In the lead up to Tuesday’s election and after the results, both parties have talked about moving on from a 2020 rematch of President Joe Biden and Donald Trump as being the candidates for their respective parties.
New Jersey residents want to add two other names stricken from the conversation—the current Governor of the Garden State and his predecessor.
With Democrat Phil Murphy and Republican Chris Christie positioning themselves to run for their party’s nominations in 2024, a recent Fairleigh Dickinson University found they are lacking support from New Jersey voters in a survey that only asked Democrats and Republicans about their party’s choice.
No to Murphy, Christie
In the poll released Nov. 9, just 30% of Democrats in the state say that they think Murphy should run for President in 2024. Fifty percent say that he shouldn’t run, and 20% say that they aren’t sure.
But those numbers lap the view Republicans have of Christie, who ran to be the GOP nominee in 2016. Christie garnered only 12% support from New Jersey Republicans who say that he should run, with 80% saying that they don’t think he should
“Democrats are relatively happy with the job Murphy is doing as governor,” said Dan Cassino, professor of Government and Politics at FDU, and the Executive Director of FDU Poll. “But there’s just no appetite to see either of these guys run at the national level”
Murphy’s approval rating is currently underwater with New Jersey residents: 40% approve of the job Murphy is doing as governor versus 42% disapproving.
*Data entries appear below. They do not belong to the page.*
PR #73, opened 2023-03-20
Add new nix substituters

teodanciu:
to improve cache use and build time


WhatisRT:
I assume this is superseded by #82?

teodanciu:
Let's close it for now, because it doesn't do anything as things are at the moment. 
It would still be good to have a better cache, so I might come back to it if there will be a good way to populate this cache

His approval is higher—67 %— among Democrats, but even that figure is below historical norms for an incumbent governor among his partisans.
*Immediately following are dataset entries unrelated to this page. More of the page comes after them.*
PR #74, opened 2023-03-21
WIP: examples of token algebras

williamdemeo:
This PR will implement some examples of token algebras for the multi-asset ledger.


williamdemeo:
The output of `nix-build -A ledger`

```
❯ nix-build -A ledger                                    
copying path '/nix/store/ch13s2s8lndcfgqanr01342x31w02ba7-glibc-locales-2.33-123' from 'https://cache.nixos.org'...
copying path '/nix/store/0pbpfglkgv23h6vy68vw7f1fv2f8wxap-distribution-nixpkgs-1.6.2-data' from 'https://cache.nixos.org'...
copying path '/nix/store/cznzsql8cs7nv6g6gflf1724r7d4s9lz-gawk-5.1.1' from 'https://cache.nixos.org'...
copying path '/nix/store/dykv06vzcn128bmwi19fm640xkdp747f-findutils-4.8.0' from 'https://cache.nixos.org'...
copying path '/nix/store/dwg2bk188x6axq8xk7ikzc8w2v7gddnd-bzip2-1.0.6.0.2' from 'https://cache.nixos.org'...
copying path '/nix/store/p30hamqm7fn0i7p8fq81d0ijv0gg0b9g-gnumake-4.3' from 'https://cache.nixos.org'...
copying path '/nix/store/75qbaxxl99sjzp6jpr2y6263jhlpkw6k-ed-1.17' from 'https://cache.nixos.org'...
copying path '/nix/store/58yya3k69fkk5x0gfazw1h3qjf1plgii-diffutils-3.8' from 'https://cache.nixos.org'...
copying path '/nix/store/gapgxqfyny37b2i6xbcmdzb9vnqar6y0-gnutar-1.34' from 'https://cache.nixos.org'...
copying path '/nix/store/mbj7jqg5cgzsc8nml56n3x4ymq3gca5q-gnused-4.8' from 'https://cache.nixos.org'...
copying path '/nix/store/296s5ywm9hw8ia9hr9j80z47rv51v6y9-gzip-1.12' from 'https://cache.nixos.org'...
copying path '/nix/store/dmhq727zgz5zixq1vz22kqji5y1bgm5i-openssl-1.1.1o' from 'https://cache.nixos.org'...
copying path '/nix/store/fdjqirgff4vyv92vqa2b59fr1zppj45n-patchelf-0.13' from 'https://cache.nixos.org'...
copying path '/nix/store/ga29fi1zxjyir4znwmrkp9y94r8mncba-xz-5.2.5' from 'https://cache.nixos.org'...
building '/nix/store/xmrfmqwx8xvgggvnkc9hq80sczv726s9-formal-ledger-0.1.drv'...
unpacking sources
unpacking source archive /nix/store/2a8xi4abm4g03h8kil9ymy47vwsggklx-src
source root is src
patching sources
copying path '/nix/store/k51ba3zyi52q66yyvc4lba96ndc3fvx0-patch-2.7.6' from 'https://cache.nixos.org'...
configuring
no configure script, doing nothing
building
copying path '/nix/store/kwk9gwaly79cwkmv4msd8rj8hyva299m-bzip2-1.0.6.0.2-bin' from 'https://cache.nixos.org'...
Checking Everything (/build/src/Everything.agda).
 Checking Ledger.PDF (/build/src/Ledger/PDF.lagda).
copying path '/nix/store/9wvdg6ayndlmhan3ccz938l0k9hvgxg9-xz-5.2.5-bin' from 'https://cache.nixos.org'...
copying path '/nix/store/b6ak2wii6k6j7m606c67rwyng1m7whnx-stdenv-linux' from 'https://cache.nixos.org'...
copying path '/nix/store/pgfaql94nvwcs6xddyzhfb2yg8crmhlr-cabal2nix-2.18.0' from 'https://cache.nixos.org'...
  Checking Ledger.Utxo (/build/src/Ledger/Utxo.lagda).
```

(It hangs when checking `Utxo.lagda` 😞)

WhatisRT:
I didn't have time to give it a proper review yet, but here are two things I've spotted:

- The module parameters `PolicyID` etc. should be moved into the definition of `TransactionStructure`. The whole point of that record is to bundle all the types & functions that we need for talking about transactions. I also have the suspicion that those additional module parameters are what worsens the type-checking performance.
- There are a bunch of 'permanent comments' (things like explanations). Those should go into the LaTeX part instead of Agda comments.

src/Ledger/TokenAlgebra/ValueRelation.lagda
```diff
@@ -0,0 +1,502 @@
...
+    PQ : q ≡ 0ℕ ⊎ ¬(q ≡ 0ℕ)
+    PQ = dichlem
+
+    taut : (q ≡ 0ℕ) → (q ≡ 0ℕ)
+    taut = λ z → z
+
+    contr : ¬ (q ≡ 0ℕ) → (q ≡ 0ℕ)
+    contr np = ι-left-unique{AdaPolicy , AdaName} (proj₂ (AdaForAll I)) _≡_.refl
+
+    goal : q ≡ 0ℕ
```
WhatisRT, line 383: This can be simplified a lot by inlining & switching to `Dec`. Here's one option:
```
    goal : I hasHowMuchAda ≡ 0ℕ
    goal with I hasHowMuchAda ≟ 0ℕ
    ... | yes p = p
    ... | no _  = ι-left-unique{AdaPolicy , AdaName} (proj₂ (AdaForAll I)) _≡_.refl
```
Since the neutral element is also used multiple times, you could move that into a global `private` definition. Then you can even do
```
   IsMonoidMorphism.ε-homo mh with I hasHowMuchAda ≟ 0ℕ
   ... | yes p = p
   ... | no _  = ι-left-unique{AdaPolicy , AdaName} (proj₂ (AdaForAll I)) _≡_.refl
```

src/Ledger/TokenAlgebra.lagda
```diff
@@ -1,29 +1,43 @@
...
+  MemoryEstimate : Type
   MemoryEstimate = ℕ
 
   open CommutativeMonoid Value-CommutativeMonoid using (_≈_; ε)
        renaming (Carrier to Value; refl to reflᵛ; _∙_ to _+ᵛ_) public
 
   field coin     : Value → Coin
         inject   : Coin → Value
-        policies : Value → ℙ PolicyId
+        policies : Value → Pred PolicyID 0ℓ
```
WhatisRT, line 36: This won't work for the UTXOW rule, since we need decidable membership of `policies`.

src/Ledger/TokenAlgebra/ValueRelation.lagda
```diff
@@ -0,0 +1,502 @@
...
+
+_⊕_ : Op₂ (AssetID ⇀ Quantity)
+
+-- the summed relation
+proj₁ ((Ru , _) ⊕ (Rv , _)) = Ru ⊕₁ Rv
+
+-- proof that the summed relation is a left-unique relation
+proj₂ ((Ru , luu) ⊕ (Rv , luv)) {aid} {q} {q'} = Goal
+ where
+ Goal : (Ru ⊕₁ Rv) aid q → (Ru ⊕₁ Rv) aid q' → q ≡ q'
```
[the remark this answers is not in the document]
williamdemeo: Fixed.

src/Ledger/TokenAlgebra.lagda
```diff
@@ -32,4 +46,58 @@ record TokenAlgebra : Set₁ where
 
   sumᵛ : List Value → Value
   sumᵛ = foldr _+ᵛ_ (inject 0)
+-- Derived types (See Fig 3 of Mary spec [1].) --------------------------
+
+record TokenAlgebraRel {ℓ : Level} : Type (lsuc ℓ) where
```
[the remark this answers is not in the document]
williamdemeo: Okay, I'll try that.  I had previous found another way to get rid of the lifts... I can't remember right now why I had to revert back to using lifts.  When I try the above suggestion, I'll probably remember.

williamdemeo:
> I didn't have time to give it a proper review yet, but here are two things I've spotted:
> 
> * The module parameters `PolicyID` etc. should be moved into the definition of `TransactionStructure`. The whole point of that record is to bundle all the types & functions that we need for talking about transactions. I also have the suspicion that those additional module parameters are what worsens the type-checking performance.
> * There are a bunch of 'permanent comments' (things like explanations). Those should go into the LaTeX part instead of Agda comments.

Fixed.

src/Ledger/TokenAlgebra.lagda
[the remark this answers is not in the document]
williamdemeo: You're right, it works!  Thanks for the suggestion.

src/Ledger/TokenAlgebra/ValueRelation.lagda
williamdemeo: Yes, thank you... good.  (I must have been a bit tired when I wrote that proof.)

src/Ledger/TokenAlgebra.lagda
williamdemeo: Yes, well, `Pred` is indeed moving toward a more general, Agda standard library-ish direction.  It's true it doesn't presuppose decidability. But should we not view that a feature, not a bug, since then decidability must be explicitly postulated (e.g., with a module parameter) if and when (and only if and when) it is needed?

WhatisRT:
`ByteString` and `AdaName` should also be part of `TransactionStructure`. `GlobalConstants` are a well-defined thing in the spec, so we shouldn't put anything in there that isn't actually part of that.

As for faster type-checking, I'm all for improving that but that should go into a separate PR. All these additions make this PR more difficult to review.

src/Ledger/TokenAlgebra.lagda
WhatisRT: To be more specific, here's where `policies` will be used:
```
scriptsNeeded : UTxO → TxBody → ℙ ScriptHash
scriptsNeeded utxo txb =
  mapPartial ((λ { (inj₂ sh) → just sh ; _ → nothing }) ∘ payCred ∘ proj₁) ((utxo ˢ) ⟪$⟫ txins txb)
  ∪ mapPartial (λ { record { credential = inj₂ sh } → just sh ; _ → nothing }) (setFromList $ txvote txb)
  ∪ map policyIdToScriptHash $ policies (mint txb)
```
The only reason it's not there yet is that we don't have a function `policyIdToScriptHash` yet.

src/Ledger/TokenAlgebra/ValueRelation.lagda
```diff
@@ -0,0 +1,471 @@
...
+Ru ⊕₁ Rv = λ aid q → ∃[ qu ] (∃[ qv ] (Ru aid qu × Rv aid qv × (q ≡ qu + qv)))
+
+_⊕_ : Op₂ (AssetID ⇀ Quantity)
+proj₁ ((Ru , _) ⊕ (Rv , _)) = Ru ⊕₁ Rv
+proj₂ ((Ru , luu) ⊕ (Rv , luv)) {aid} {q} {q'} = Goal
+ where
+ Goal : (Ru ⊕₁ Rv) aid q → (Ru ⊕₁ Rv) aid q' → q ≡ q'
+ Goal (qu , qv , Ruqu , Rvqv , q≡quqv) (qu' , qv' , Ruqu' , Rvqv' , q'≡qu'qv') = begin
+   q           ≡⟨ q≡quqv ⟩
+   qu + qv    ≡⟨ trans (cong (λ b → qu + b) (luv Rvqv Rvqv')) (cong (λ a → a + qv') (luu Ruqu Ruqu')) ⟩
```
WhatisRT, line 145: You can use `cong₂` here instead

src/Ledger/TokenAlgebra/ValueRelation.lagda
```diff
@@ -0,0 +1,471 @@
...
+
+\subsection{The identity of the value monoid}
+
+We'll use \AgdaBound{ι} to denote the identity for the Value monoid.
+
+\begin{code}
+ι : REL AssetID Quantity 0ℓ
+ι _ q = q ≡ 0
+
+ι-left-unique : left-unique-rel ι
```
WhatisRT, line 51: It's probably a good idea to put all those into a hidden code block (\begin{code}[hide]) and in a `private` block. We won't be using those anywhere, and I don't think it's worth showing those proofs in the PDF.

default.nix
```diff
@@ -35,6 +35,18 @@ let
     buildInputs = [ agdaStdlib ];
   };
 
+  # agdaPrelude = customAgda.agdaPackages.mkDerivation {
```
WhatisRT, line 38: Please revert this change

src/Ledger/TokenAlgebra/ValueRelation.lagda
```diff
@@ -0,0 +1,471 @@
...
+
+R⇒ι-right : ∀{R} → R ⇒ ι-right R
+R⇒ι-right {R} {aid} {q} Rh = q , 0 , Rh , refl , sym (+-identityʳ q)
+
+\end{code}
+
+\subsection{Equivalence on the value monoid}
+
+\begin{code}
+-- the following probably belongs somewhere else
```
WhatisRT, line 108: Are you sure this isn't in the stdlib yet? If not, I'd move it to `Relation.Binary.Properties.Ext`. I'm using `Ext` to denote modules that contain things that should have been in the stdlib (and would like to merge upstream some time in the future).

WhatisRT (changes requested):

WhatisRT:
I did some investigation, and it seems to me that one major source of slowdown was simply the line `open import Tactic.Defaults` in `Ledger.Utxo`. I'd be highly surprised if restricting the imports to fewer names had any effect that's even measurable in any reasonable benchmarks. Name lookup should always be `O(length n)` even if literally all names up to the same length have been defined, so I don't think it's worth any effort (show me some data to convince me otherwise, agda has some `--profile` options).

williamdemeo:
> `ByteString` and `AdaName` should also be part of `TransactionStructure`. `GlobalConstants` are a well-defined thing in the spec, so we shouldn't put anything in there that isn't actually part of that.
> 
> As for faster type-checking, I'm all for improving that but that should go into a separate PR. All these additions make this PR more difficult to review.

Okay, will do.

williamdemeo:
> I did some investigation, and it seems to me that one major source of slowdown was simply the line `open import Tactic.Defaults` in `Ledger.Utxo`. I'd be highly surprised if restricting the imports to fewer names had any effect that's even measurable in any reasonable benchmarks. Name lookup should always be `O(length n)` even if literally all names up to the same length have been defined, so I don't think it's worth any effort (show me some data to convince me otherwise, agda has some `--profile` options).

Yes, however, what helped me to finally identify `Tactic.Defaults` as the import which causes the problem was a process of elimination, removing unnecessary imports one-by-one until I found the culprit.  (How did you figure out that `Tactic.Defaults` was the culprit?)

So, even if it doesn't noticeably effect performance, I think it's good hygiene to only import what we use.  Moreover, since (for now) we are relying on the Agda Standard Library style guide, if we only using a few things from a module, then we should name those things.

Finally, with fewer imports comes greater freedom to use more sensible names for new definitions and avoid primes and such.

Some of my improvements in this PR are aimed at adhering to the stdlib style guide.  (I should probably separate these into a separate PR, but that is more time consuming... nonetheless, since it would make this easier to review, I will split those improvements off into a separate PR.)

Here are a couple of principles from the style guide I've been gradually incorporating.

- "The list of imports should be declared in alphabetical order."
- "When using only a few items (i.e. < 5) from a module, it is a good practice to enumerate the items that will be used by declaring the import statement with the directive using. This makes the dependencies clearer"
- "If multiple import modifiers are used, then they should occur in the following order: `public`, `using`, `renaming`, and if `public` is used then the `using` and `renaming` modifiers should occur on a separate line. For example:
   ```agda
   open Monoid monoid public
     using (ε) renaming (_∙_ to _+_)
   ```
- "where blocks are preferred rather than the let construction."

williamdemeo:
This PR is superseded by #103 (closing).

More Independents disapprove of him (46%) than approve (42%), and only 7% of Republicans say that he’s doing a good job. But even among Democrats who approve of the job that Murphy is doing as governor, only 35% say that he should run for President.
“Murphy is counting on the idea that gubernatorial experience translates into Presidential prospects,” said Cassino. “But even Democrats who think he’s done a good job in the state house don’t want him running for President.”
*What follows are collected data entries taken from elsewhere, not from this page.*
PR #77, opened 2023-03-22
Add Info gov action & script support for voting

WhatisRT:


src/Ledger/Foreign/LedgerTypes.agda
```diff
@@ -85,6 +85,10 @@ record PParams : Set where
         poolDeposit   : Coin
         Emax          : Epoch
         pv            : Pair ℕ ℕ
+        ccTermLimit   : ℕ
+        govExpiration : ℕ
```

Whatever his problems may be, Christie’s relationship with former President Trump doesn’t seem to explain why he’s having trouble appealing to New Jersey Republicans. After a poor showing in the New Hampshire primary in 2016, Christie suspended his campaign and would endorse Trump 10 days later.
Since then, Christie has been both a supporter of Trump—including helping him with debate prep against then candidate Biden—and critic, especially in Trump’s attempt to overturn the election.
While President Biden won handily against Trump in the 2020 Presidential election in New Jersey, 78% of New Jersey Republicans say that they voted for Trump. Among those Republicans, only 11% say that Christie should run for President and among the smaller group of Republicans who didn’t vote for Trump, only 13% of them say that the governor from 2010-2018 should run.
“Going back and forth between cozying up to Trump and attacking him means that Christie has managed to alienate just about everyone in the Republican Party,” said Cassino. “If he wants any kind of constituency in 2024, he’s going to have to hope for a widespread outbreak of political amnesia.”
Murphy’s National Profile
The talk of Murphy running has increased since his win for a second term last year (due to term limits, the former Goldman Sach executive can not run for governor again) and his high profile roles with national governors associations.
Murphy was elected chair of the National Governors Association, the bipartisan association that collaborates on pressing issues nationwide. And he served as Democratic Governors Association vice chairman in 2022 and will be chairman in 2023.
Additionally, the Stronger Fairer Forward PAC was formed to help candidates who support Murphy’s issues of affordability and strengthening the middle class earlier this year that is chaired by New Jersey First Lady Tammy Murphy. Since forming earlier this year, it contributed more than $300,000 to campaigns across the U.S. this cycle.
Murphy has made his support for abortion rights a centerpiece of his governorship, and his role as a national leader among Democratic governors in the aftermath of the Dobbs ruling. But that has not translated in a push for a Presidential run from pro-choice resident of New Jersey.
While New Jersey residents who say that abortion should be legal under any circumstance approve of Murphy at a 57% rate than those who think abortion should be legal only under some circumstances (24%). But only 22% of pro-choice Democrats say that Murphy should run.
“Abortion is an issue that hits hardest among more liberal Democrats,” said Cassino. “And right now, those Democrats don’t want to see Murphy or anyone else running against Biden.”